If these conditions are met, the opt-out arrangement is an "eligible opt-out arrangement," meaning that the amount of the opt-out payment is excluded from the employee's required premium contribution for the affordability calculation. Employers who wish to maintain cash- in-lieu arrangements outside of a Section 125 plan should start revising the terms of the arrangement to meet the "eligible opt-out arrangement" definition.

Eligible opt-out arrangement rules continue to apply if alternative coverage terminates before end of plan year.

In some cases, an employee's or a member of the employee's expected tax family's alternative coverage may terminate before the end of the employer's plan year. The proposed regulations provide that, in such cases, an employer may continue to exclude the amount of the opt-out payment from  the  affordability determination  for the  remainder of the  plan year as  long  as the  reasonable evidence rule  is  satisfied.

Opt-out payments under collective bargaining agreements get some relief

The proposed regulations adopt the general transition relief provided in Notice 2015-87. All employers are not required to increase the amount of the employee's contribution by the opt- out amount until the Jan. 1, 2017 plan year, as  long  as the employer maintained the  arrangement prior to  Dec. 16,   2015.
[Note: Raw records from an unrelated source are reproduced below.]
PR #68, opened 2019-09-09
Building golangci-lint during CI using go1.13

armfazh:
Changes:
 - Fetching golangci-lint from goreleaser.com brings a version compiled
   with go1.12, which once it is run with go1.13 fails.
 - Once goreleaser.com build golangci-lint with go1.13, then it can be
   restored to the previous fetching method.
 - Removing funlen linter, which was added in the latest version.

### DIFF
--- a/.circleci/config.yml
+++ b/.circleci/config.yml
@@ -46,7 +46,7 @@ version: 2.1
         - run:
             name: "Linting"
             command:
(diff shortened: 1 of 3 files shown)


armfazh:
Tests are ok. 
Source of fix: https://github.com/golangci/golangci-lint/issues/658#issuecomment-528126696
One can revert these changes once golangci-lint built with go1.13 be available at goreleaser.com

PR #75, opened 2019-10-17
Implementation of p434 finite field for SIDH/SIKE

### LINKED ISSUE #69: Align SIKE with Round 2
Goal:
- implement new starting curve
- implement P434

I've already done it here, so it's a matter of porting
https://github.com/post-quantum-cryptography/go-sike

henrydcase:
* adds p434 finite field with both generic and optimized
  assembly implementation for amd64
* removes "arith_amd64_test.gotemp" template as it requires
  multiple implementations of mul and rdc for x86-64, which
  do not exist in p434. In the future we should abandon
  separated implementations for CPUs with BMI2 and MULX+ADxX
* p434 implementation doesn't contain optimized implementation
  for arm64. Because of that `gen.go` contains now a flag
  indicating whether ARM optimized implementation is available.
  This flag is used for setting up build tags correctly in
  arith_decl.gotemp and arith_generic.gotemp

Fixes #69


armfazh:
Still reviewing, 25% acceleration follows the theoretical improvement.

PR #77, opened 2019-12-03
Fixes incomplete modular reduction.

armfazh:
Reduction modulo p448 requires to propagate a carry bit.


armfazh:
> Add a test for a known-bad test vector and this will be good.

That is done in #78 . Merging both PR could be better

wbl:
Well, then merge em separately or together but either works for me.

armfazh:
Merged at #78

PR #78, opened 2019-12-04
Adds a fuzzer and tests for edge cases of reduction.

armfazh:
Includes a fuzzer target to discover edge input cases for red64.
The inputs found were added into a go test, so the current master branch will fail, indicating the presence of errors.


armfazh:
Merged #77 here.

PR #82, opened 2020-01-28
New API for signing avoids to manipulate a public key.

### LINKED ISSUE #81: Update signing API for ed25519
The API of ed25519 accepts a public key as input, this is a bad design. 

Discussions:
https://moderncrypto.org/mail-archive/curves/2020/001013.html
https://mailarchive.ietf.org/arch/msg/cfrg/pv7X8hrBtMGfmlCMHsLhJDXPHso

armfazh:
Changes:
 - The PrivateKey struct now contains the private key (seed) and
   a copy of the public key.
 - The PrivateKey struct do not allow to manipulate the public key.
 - The PrivateKey implements crypto.Signer, if someone needs it.

Fixes #81.


sign/ed25519/ed25519.go
```diff
@@ -2,42 +2,93 @@ package ed25519
...
+// len(seed) is not SeedSize. This function is provided for interoperability
+// with RFC 8032. RFC 8032's private keys correspond to seeds in this
+// package.
+func NewKeyFromSeed(seed []byte) *PrivateKey {
+	if l := len(seed); l != Size {
+		panic("ed25519: bad seed length: " + strconv.Itoa(l))
+	}
+	var P pointR1
+	var private PrivateKey
+	k := sha512.Sum512(seed)
```
Lekensteyn: Perhaps rename seed -> secret?
Following https://ed25519.cr.yp.to/ed25519-20110926.pdf and https://tools.ietf.org/html/rfc8032#section-3.2,
the input for this function is the secret key `k` (the EdDSA private key). The result of hashing `k` is internally used for signing/verification and referred to as `s`.

sign/ed25519/ed25519.go
```diff
@@ -2,42 +2,93 @@ package ed25519
...
+	copy(private.seed[:], seed[:])
+	return &private
 }
 
 // Sign returns the signature of a message using both the private and public
 // keys of the signer.
-func (e Pure) Sign(message []byte, public *PubKey, private *PrivKey) *Signature {
-	k := sha512.Sum512(private[:])
+func Sign(private *PrivateKey, message []byte) Signature {
+	k := sha512.Sum512(private.seed[:])
```
Lekensteyn: Since the original private key is not in use, would it make sense storing `s = H(k)` instead and avoid the recomputation here?

sign/ed25519/ed25519_test.go
```diff
@@ -127,296 +127,61 @@ func TestWrongPublicKey(t *testing.T) {
...
 		b.ResetTimer()
 		for i := 0; i < b.N; i++ {
-			scheme.Verify(msg, &public, sig)
+			Verify(public, msg, &signature)
 		}
 	})
 }
+
+//
+// func Example_ed25519() {
```
Lekensteyn: fix this or remove it?

Lekensteyn:
The API changes looks good to me! I just have a few questions about the naming, see the inline comments.

sign/ed25519/ed25519.go
armfazh: `H(k)` is twice as large as `k` . Also hashing a short-length string it is not so painful.

sign/ed25519/ed25519.go
armfazh: Since this is an internal variable I can rename it to `private` key. 
I was trying to follow the stdlib implementation, but `private` key is the correct name.

PR #86, opened 2020-02-12
Changes to SHAKE in preparation for Dilithium support

bwesterb:
1. (Re)add support for SHAKE-256.
2. Reduce allocations.  The byte-slice in the shake State struct
   confused Go's escape analysis and forced it onto the Heap.
3. Move out of dh/sidh as it will be used by sign/dilithium.


bwesterb:
Ok, will prepare a PR later this week.

Issue #89, opened 2020-03-03
Shake is crashing when using unsafe pointer casting


armfazh:
In CI, there is triggered an crash error inside shake package.
Details: 
 - https://app.circleci.com/jobs/github/cloudflare/circl/1647
 - https://app.circleci.com/jobs/github/cloudflare/circl/1648

Bas, could you please take a look on this.

armfazh:
https://golang.org/doc/go1.14#compiler
> This release (1.14) adds -d=checkptr as a compile-time option for adding instrumentation to check that Go code is following unsafe.Pointer safety rules dynamically.

It seems that the unsafe conversion is failing happening only on Go 1.14.

bwesterb:
This is the same issue as reported for Go in https://github.com/golang/go/issues/35173 which was fixed by https://go-review.googlesource.com/c/crypto/+/203837/

bwesterb:
Ok, so this problem also occurs upstream: https://github.com/golang/go/issues/37644

PR #91, opened 2020-03-04
Adding test and build in go 1.14

armfazh:
Known issues: coverage is failing in go 1.14. 
Merge this after #89 be solved

### DIFF
--- a/.circleci/config.yml
+++ b/.circleci/config.yml
@@ -60,7 +60,7 @@ jobs:
     amd64:
         <<: *nativejob
         environment:
-            GOVER: latest
+            GOVER: 1.14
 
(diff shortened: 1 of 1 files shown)


.circleci/config.yml
```diff
@@ -60,7 +60,7 @@ jobs:
     amd64:
         <<: *nativejob
         environment:
-            GOVER: latest
+            GOVER: 1.14
 
     # Test against older version of golang
     golang_1_12:
```
wbl: Should we add 1_13 as an older version here?

armfazh: This case is covered by `golang_1_13` job.

PR #99, opened 2020-04-04
Adding MLSBSet constant-time exponentiation algorithm

armfazh:
This PR includes the MLSBSet constant-time exponentiation algorithm.
It allows fixed-point scalar multiplication.
Reference: https://eprint.iacr.org/2013/158


armfazh:
Merged in #100

PR #100, opened 2020-04-06
Adds the goldilocks curve

armfazh:
This is the implementation of the elliptic curve operations for goldilocks, a.k.a edwards448.

Changes:
 - It's based on top #99 
 - it will serve as a base for decaf and ed448.
 - Provides three multiplication cases, kG, kP and k_0P+k_1Q.


ecc/goldilocks/curve.go
```diff
@@ -0,0 +1,80 @@
...
+}
+
+// IsOnCurve returns true if the point lies on the curve.
+func (Curve) IsOnCurve(P *Point) bool {
+	x2, y2, t, t2, z2 := &fp.Elt{}, &fp.Elt{}, &fp.Elt{}, &fp.Elt{}, &fp.Elt{}
+	rhs, lhs := &fp.Elt{}, &fp.Elt{}
+	fp.Mul(t, &P.ta, &P.tb)  // t = ta*tb
+	fp.Sqr(x2, &P.x)         // x^2
+	fp.Sqr(y2, &P.y)         // y^2
+	fp.Sqr(z2, &P.z)         // y^2
```
wbl, line 24: // z^2

ecc/goldilocks/scalar.go
```diff
@@ -0,0 +1,184 @@
...
+	for i := nCeil - _N - 1; i >= 0; i-- {
+		low := binary.LittleEndian.Uint64(x[8*i:])
+		high := z64.leftShift(low)
+		z64.reduceOneWord(high)
+	}
+	z64.modOrder()
+}
+
+// divBy4 calculates z = x/4 mod order.
+func (z *Scalar) divBy4(x *Scalar) { z.Mul(x, &invFour) }
```
wbl, line 130: If this is fast enough it's fine. Could also add (z mod 4)*p to z, then divide by 4 via shifting, and reduce.

math/mlsbset/mlsbset.go
```diff
@@ -0,0 +1,122 @@
+// Package mlsbset provides a constant-time exponentiation method with precomputation.
```
wbl, line 1: This seems to be included in the other PR: i'm reviewing it there

ecc/goldilocks/curve.go
armfazh, line 24:
```suggestion
	fp.Sqr(z2, &P.z)         // z^2
```

ecc/goldilocks/scalar.go
armfazh: Yes, it is barely used, so I went for a multiplication,

math/mlsbset/mlsbset.go
armfazh: That is because this PR is on top of the mlsbset PR.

Employers with collective bargaining agreements now have additional relief.  Employers are not required to increase the amount of an employee's required premium contribution by opt- out payments that do not qualify under an eligible opt-out arrangement, until the later of: (1) the beginning of the first plan year that begins following the expiration of the CBA in effect before Dec. 16, 2015 (disregarding any extensions on or after Dec. 16, 2015),  or (2) the applicability date of the regulations. The proposed regulations clarified that there will not be a permanent exception for opt-out arrangements provided under CBAs.